▶ [What is needed] Your answer should consist only of the lines below from the one with "I couldn't get" through the one with "2. Adding to", copied exactly.

==*==

Issue #217, opened 2014-09-27
Prevent intra-domain spoofing


dhpiggott:
(Original discussion is in #212, just the relevant parts are below).

I briefly dug into Postfix/Dovecot docs and the mailinabox scripts and what I've read so far makes me think that mailinabox doesn't actually check MAIL FROM against the user's main address and aliases. 

So as an example, if I have an account on a mailinabox that runs the domain example.com - let's say the account is chuck@example.com (with no aliases) - I could currently can send email as alice@example.com. The task is to make Postfix reject such attempts.

A few docs that may help in implementation:
* http://wiki2.dovecot.org/HowTo/PostfixAndDovecotSASL (it describes "Verification of alias ownership via Login Maps ")
* http://www.postfix.org/postconf.5.html#smtpd_sender_login_maps
* http://serverfault.com/questions/147921/forcing-the-from-address-when-postfix-relays-over-smtp

dhpiggott:
Note for future:
If #365 is accepted and if/when we handle this we'll need to take into account the implied support for allowing other hosts to send as any FROM address by allowing the creation of privileged accounts for relaying.

milani:
As it is a security issue for organizations (sending email on behalf of others!), I think mailinabox should add extra effort for resolving this issue.

JoshData:
Looks doable with `reject_authenticated_sender_login_mismatch`.

PR #427, opened 2015-06-02
Reject outgoing mail if FROM does not match Login

milani:
Addresses #217

### DIFF
--- a/setup/mail-postfix.sh
+++ b/setup/mail-postfix.sh
@@ -153,7 +153,7 @@ tools/editconf.py /etc/postfix/main.cf virtual_transport=lmtp:[127.0.0.1]:10025
 #
 # * `reject_non_fqdn_sender`: Reject not-nice-looking return paths.
 # * `reject_unknown_sender_domain`: Reject return paths with invalid domains.
-# * `reject_sender_login_mismatch`: Reject if mail FROM address does not match the client SASL login
+# * `reject_authenticated_sender_login_mismatch`: Reject if mail FROM address does not match the client SASL login
 # * `reject_rhsbl_sender`: Reject return paths that use blacklisted domains.
 # * `permit_sasl_authenticated`: Authenticated users (i.e. on port 587) can skip further checks.
 # * `permit_mynetworks`: Mail that originates locally can skip further checks.
@@ -167,7 +167,7 @@ tools/editconf.py /etc/postfix/main.cf virtual_transport=lmtp:[127.0.0.1]:10025
 # whitelisted) then postfix does a DEFER_IF_REJECT, which results in all "unknown user" sorts of messages turning into #NODOC
 # "450 4.7.1 Client host rejected: Service unavailable". This is a retry code, so the mail doesn't properly bounce. #NODOC
 tools/editconf.py /etc/postfix/main.cf \
-	smtpd_sender_restrictions="reject_non_fqdn_sender,reject_unknown_sender_domain,reject_sender_login_mismatch,reject_rhsbl_sender dbl.spamhaus.org" \
+	smtpd_sender_restrictions="reject_non_fqdn_sender,reject_unknown_sender_domain,reject_authenticated_sender_login_mismatch,reject_rhsbl_sender dbl.spamhaus.org" \
 	smtpd_recipient_restrictions=permit_sasl_authenticated,permit_mynetworks,"reject_rbl_client zen.spamhaus.org",reject_unlisted_recipient,"check_policy_service inet:127.0.0.1:10023"
 
 # Postfix connects to Postgrey on the 127.0.0.1 interface specifically. Ensure that
--- a/setup/mail-postfix.sh
+++ b/setup/mail-postfix.sh
@@ -153,6 +153,7 @@ tools/editconf.py /etc/postfix/main.cf virtual_transport=lmtp:[127.0.0.1]:10025
 #
 # * `reject_non_fqdn_sender`: Reject not-nice-looking return paths.
 # * `reject_unknown_sender_domain`: Reject return paths with invalid domains.
+# * `reject_sender_login_mismatch`: Reject if mail FROM address does not match the client SASL login
 # * `reject_rhsbl_sender`: Reject return paths that use blacklisted domains.
 # * `permit_sasl_authenticated`: Authenticated users (i.e. on port 587) can skip further checks.
 # * `permit_mynetworks`: Mail that originates locally can skip further checks.
@@ -166,7 +167,7 @@ tools/editconf.py /etc/postfix/main.cf virtual_transport=lmtp:[127.0.0.1]:10025
 # whitelisted) then postfix does a DEFER_IF_REJECT, which results in all "unknown user" sorts of messages turning into #NODOC
 # "450 4.7.1 Client host rejected: Service unavailable". This is a retry code, so the mail doesn't properly bounce. #NODOC
 tools/editconf.py /etc/postfix/main.cf \
-	smtpd_sender_restrictions="reject_non_fqdn_sender,reject_unknown_sender_domain,reject_rhsbl_sender dbl.spamhaus.org" \
+	smtpd_sender_restrictions="reject_non_fqdn_sender,reject_unknown_sender_domain,reject_sender_login_mismatch,reject_rhsbl_sender dbl.spamhaus.org" \
 	smtpd_recipient_restrictions=permit_sasl_authenticated,permit_mynetworks,"reject_rbl_client zen.spamhaus.org",reject_unlisted_recipient,"check_policy_service inet:127.0.0.1:10023"
 
 # Postfix connects to Postgrey on the 127.0.0.1 interface specifically. Ensure that
--- a/setup/mail-users.sh
+++ b/setup/mail-users.sh
@@ -69,6 +69,22 @@ tools/editconf.py /etc/postfix/main.cf \
 	smtpd_sasl_path=private/auth \
 	smtpd_sasl_auth_enable=yes
 
+# ### Sender Validation
+
+# Use a Sqlite3 database to set login maps. This is used with
+# reject_authenticated_sender_login_mismatch to see if user is
+# allowed to send mail using FROM field specified in the request.
+tools/editconf.py /etc/postfix/main.cf \
+	smtpd_sender_login_maps=sqlite:/etc/postfix/sender-login-maps.cf
+
+# SQL statement to set login map which includes the case when user is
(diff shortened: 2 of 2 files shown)


milani:
This is an initial attempt to fix the issue where users can send mail with FROM address of their choice! This is a security issue for companies and organizations.

I didn't mean to fix the issue completely in this single commit, but to start discussion. I think we should also set roundcube to reflect this change in profile settings (To disable editing FROM address in profile settings).

Note: This pull request is not tested.

dhpiggott:
Nice start.

Are you sure that [reject_sender_login_mismatch](http://www.postfix.org/postconf.5.html#reject_sender_login_mismatch) as opposed to [reject_authenticated_sender_login_mismatch](http://www.postfix.org/postconf.5.html#reject_authenticated_sender_login_mismatch) is the one to use? If my understanding of the two is correct I think they are equivalent given MIAB's config, so I think either is OK, but I'm just mentioning it in case there's some edge case we haven't yet identified. Just thinking out loud, I wonder if e.g. the status checks emails will still get delivered with reject_sender_login_mismatch, or might reject_authenticated_sender_login_mismatch be needed?

I believe reject_[authenticated]_sender_login_mismatch alone is not a complete configuration. The documentation starts:
"Reject the request when $smtpd_sender_login_maps specifies an owner for the MAIL FROM address..." So we need to set [smtpd_sender_login_maps](http://www.postfix.org/postconf.5.html#smtpd_sender_login_maps) too.

As per https://github.com/mail-in-a-box/mailinabox/issues/217#issuecomment-87267536 it's also not as simple as just returning SASL logins that own a given alias. We also need to add support for marking logins as "special" (in the sense of bypassing reject_[authenticated]_sender_login_mismatch) and if any such logins exist, the query for smtpd_sender_login_maps will need to return a default result for undefined aliases that lists all such "special" logins.

JoshData:
+1 to all of that

milani:
@dhpiggott You are right. I fixed the issue in fc03ce9. 

I couldn't get the suggestion in #217. What is a special login?

JoshData:
I like how you've allowed a user to send mail as any alias directed to the user.

milani:
Thanks. Actually I reused the SQL from `virtual-alias-maps.cf`. Now I'm using this on production and it works fine.

dhpiggott:
@milani By "special" login I mean usernames in current installations that are intentionally used to send mail with varying (and not known in advance) FROM addresses.

For example, I have a webserver that I run as a completely separate machine to my MIAB, but I have configured the webserver to relay via my MIAB as per https://mailinabox.email/advanced-configuration.html#relay.

To allow the webserver to relay via MIAB I have a "special" mail user (maple.dhpiggott.net@maple.dhpiggott.net) on my MIAB that the webserver's Postfix install authenticates as. But the webserver does not actually send any mail with maple.dhpiggott.net@maple.dhpiggott.net as the FROM address, and nor do I have any aliases configured for it, because it needs to be able to send from any address that the MIAB is configured to receive for, and I *do* trust that "user" more than I would actual users.

The query as you have written it would result in such a webserver being denied permission to relay mail.
To continue supporting this sort of configuration once we enable checking of sender_login_maps will, I think, require:
1. Adding a column to the users table to indicate whether each user is subject to checking in sender_login_maps.
2. Adding to the APIs and UI to allow users to be marked as exempt from sender_login_maps.
3. Modifying the sender_login_maps query so that it unions the result of the existing query with a select from the users table of all logins that are marked as exempt from checking.

dhpiggott:
Alternatively I think I see a simpler (and perhaps better) solution to continuing to support relaying.

Perhaps we could make it so that if a user is the destination for a catch-all alias then that user is allowed to send as any FROM address that matches the catch-all alias. Then continue to support relaying as described would instead require that administrators such as myself ensure they have the appropriate catch-all aliases in place for the domains they wish "special" users to be able to send from, on a per-domain basis, rather than having to trust them with the ability to send with a FROM of any domain.

This would be simpler to implement as it wouldn't require (1) or (2). And perhaps the query even does this already and I just haven't been able to tell!:

@JoshData in this vein, I'm trying to understand how the existing configuration works, and I'm a bit confused by the virtual-alias-maps query on which @milani has based his sender-login-maps query:
```sql
query = SELECT destination from (SELECT destination, 0 as priority FROM aliases WHERE source='%s' UNION SELECT email as destination, 1 as priority FROM users WHERE email='%s') ORDER BY priority LIMIT 1;
```

The bit that has me confused is the `WHERE source='%s'`. I would have thought that to support delivery of mail to catch-all (and domain?) aliases it would need to be a `LIKE`.

What have I misunderstood?

JoshData:
Postfix makes multiple queries. Postfix queries the whole email address first, then just the user part in certain locally-directed cases (but we don't use this), then just `@`+the domain part. (See [virtual alias maps](http://www.postfix.org/virtual.5.html), [smtpd_sender_login_maps](http://www.postfix.org/postconf.5.html#smtpd_sender_login_maps) documentation.) The first match wins. So we store `@domain.com` as the source in the aliases table and that matches postfix's third query. (To give users precedence over catch-alls, we use the UNION query so that something matches for that user during Postfix's first query. I think in this case the ORDER BY isn't necessary.)

As @milani has done it, I think @dhpiggott your idea for using catch-alls would actually already work. But this would mean actually having a catch-all, and that account may start to collect a lot of spam. But you might be the only person using the box as a relay, so if you're OK with that, we can go forward and possibly make things better later on.

dhpiggott:
Ah, got it, thanks. I had actually read and understood the Postfix documentation that explains the three search operations it does, but it was a while back so I forgot.

Now I understand how the queries work with Postfix's behaviour I see @milani that your implementation allows accounts to send with any FROM that matches an alias they are the recipient for - including catch-all aliases. So it will allow us to continue supporting the relaying use-case (though the documentation will need updating).

@JoshData I now recognise that creating such catch-all aliases could/would cause relay accounts to collect spam - thanks for pointing it out. Ideally we would prevent this. One way might be to add the ability to independently mark aliases as applicable to inbound and/or outbound mail (in use cases such as mine the catch-all alias would be marked for outbound application only). But that would make the solution as complicated as my original idea by again requiring schema, API and UI changes.

I'd like to say I would help out with doing that but it would probably take me a while to make the time for it. And I don't want to hold back progress on this PR because I suspect my relaying use case is less important to most users than blocking spoofing; I need relaying I but don't have to worry about spoofing (I'm the only user of my box).

So I would be OK with this PR being merged as is.

Perhaps once it is and I pull master that will prompt me to have a go at implementing inbound/outbound toggles. In principle @JoshData would that be an acceptable change?

@milani thanks for your work on this!

JoshData:
Great great. I'm testing this PR now. If I don't run into any issues I'll merge later this week. Thanks!

dhpiggott:
This is a response to [comments posted elsewhere](https://github.com/mail-in-a-box/mailinabox/commit/b2553aea33b58c3f0cc02b0612b8ff654aefed83#commitcomment-11885487):

@nstanke said:
>>i. e. I want to send an e-mail as a@example.com, but my configured domain is a@mybox.com. So I create an alias for a@example.com, but then I can't send mails to i. e. b@example.com because MiaB things we handle mail for that domain.

@JoshData replied:
>Would you repeat your comment in #427 so we can continue the discussion in the right place?

My comment:

I started work on the first pass at a change yesterday that implement's bidirectional alias controls (as I suggested I might in my above comment in this PR).

I believe this would allow @nstanke to continue with that use-case by creating an outbound-only alias that defines a@example.com as being owned by a@mybox.com.

I've just deployed, tested & squashed the bugs in it so next I'll review it to check I've used sensible identifier names and updated documentation/terminology where appropriate.

Once I've done that I intend to to open a PR - not necessarily for immediate merge, but for review to see if the general shape of it is OK.

Note to self: don't forget to create a PR updating https://mailinabox.email/advanced-configuration.html#relay when changes in this area have reached quiescence, or when v0.11 is released (whichever is first).

bizonix:
I think that the query should be without ```LIMIT 1```
because if the user has an alias will be error:

```Jul  9 14:51:25 box postfix/submission/smtpd[3982]: NOQUEUE: reject: RCPT from localhost[127.0.0.1]: 553 5.7.1 <user@domain.com>: Sender address rejected: not owned by user user@domain.com; from=<user@domain.com> to=<user@gmail.com> proto=ESMTP helo=<box.domain.com>```

dhpiggott:
The use of priorities within the union results ensures that any login matching the FROM that a submission is for takes priority over any alias. So `LIMIT 1` isn't necessary to enable logins that also have aliases to send as their own login.

Unless - and it's not totally clear to me from what you've said - you're actually trying to enable one login to send as if from another login, by creating an alias for that first login that maps the second login to it. I can see now that the current query will not permit such use.

For example, considering two logins, user1@domain.com and user2@domain.com, an alias from other@domain.com to user1@domain.com, and an alias from user1@domain.com to user2@domain.com, I believe the actual effective permissions are as follows:

Login | Can send as
--------|------------------
user1@domain.com | user1@domain.com, other@domain.com
user2@domain.com | user2@domain.com

Whereas what might be expected is:

Login | Can send as
--------|------------------
user1@domain.com | user1@domain.com, other@domain.com
user2@domain.com | user2@domain.com, user1@domain.com

However I'm not sure that removing the `LIMIT 1` would help because the documentation for [smtpd_sender_login_maps](http://www.postfix.org/postconf.5.html#smtpd_sender_login_maps) does not state that the values of multiple results will be considered, only that:
>In all cases the result of table lookup must be either "not found" or a list of SASL login names separated by comma and/or whitespace.

bizonix:
I have a user and it has the alias ```user@domain.com``` Forwards To ```user@gmail.com``` outgoing email from ```user@domain.com``` have an error ```Sender address rejected: not owned by user user@domain.com```
I fixed it by removing it in the query  ```LIMIT 1```

dhpiggott:
Sorry, I wasn't thinking properly yesterday. I got my logic I the wrong way around in terms of whether the `ORDER BY` is ascending or descending by default, and I missed the big comment explaining the intended effect that would have helped me spot my error. In my defence it was late!

dhpiggott:
@bizonix I can see now why you're finding what you find. Thanks for reporting it, and I'm glad you've been able to find a workaround.

However I suspect we shouldn't remove the `LIMIT 1` from the committed base code. For one thing, #460 is still open pending discussion and depending on what the outcome of that is, the best way to configure use cases like this might be different; with bidirectional controls, the outbound alias would simply be explicitly set to user@domain.com, and the query would be left as is with the users table remaining the default in the absence alias table entries.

==*==

▶ [Output for this task]
I couldn't get the suggestion in #217. What is a special login?

JoshData:
I like how you've allowed a user to send mail as any alias directed to the user.

milani:
Thanks. Actually I reused the SQL from `virtual-alias-maps.cf`. Now I'm using this on production and it works fine.

dhpiggott:
@milani By "special" login I mean usernames in current installations that are intentionally used to send mail with varying (and not known in advance) FROM addresses.

For example, I have a webserver that I run as a completely separate machine to my MIAB, but I have configured the webserver to relay via my MIAB as per https://mailinabox.email/advanced-configuration.html#relay.

To allow the webserver to relay via MIAB I have a "special" mail user (maple.dhpiggott.net@maple.dhpiggott.net) on my MIAB that the webserver's Postfix install authenticates as. But the webserver does not actually send any mail with maple.dhpiggott.net@maple.dhpiggott.net as the FROM address, and nor do I have any aliases configured for it, because it needs to be able to send from any address that the MIAB is configured to receive for, and I *do* trust that "user" more than I would actual users.

The query as you have written it would result in such a webserver being denied permission to relay mail.
To continue supporting this sort of configuration once we enable checking of sender_login_maps will, I think, require:
1. Adding a column to the users table to indicate whether each user is subject to checking in sender_login_maps.
2. Adding to the APIs and UI to allow users to be marked as exempt from sender_login_maps.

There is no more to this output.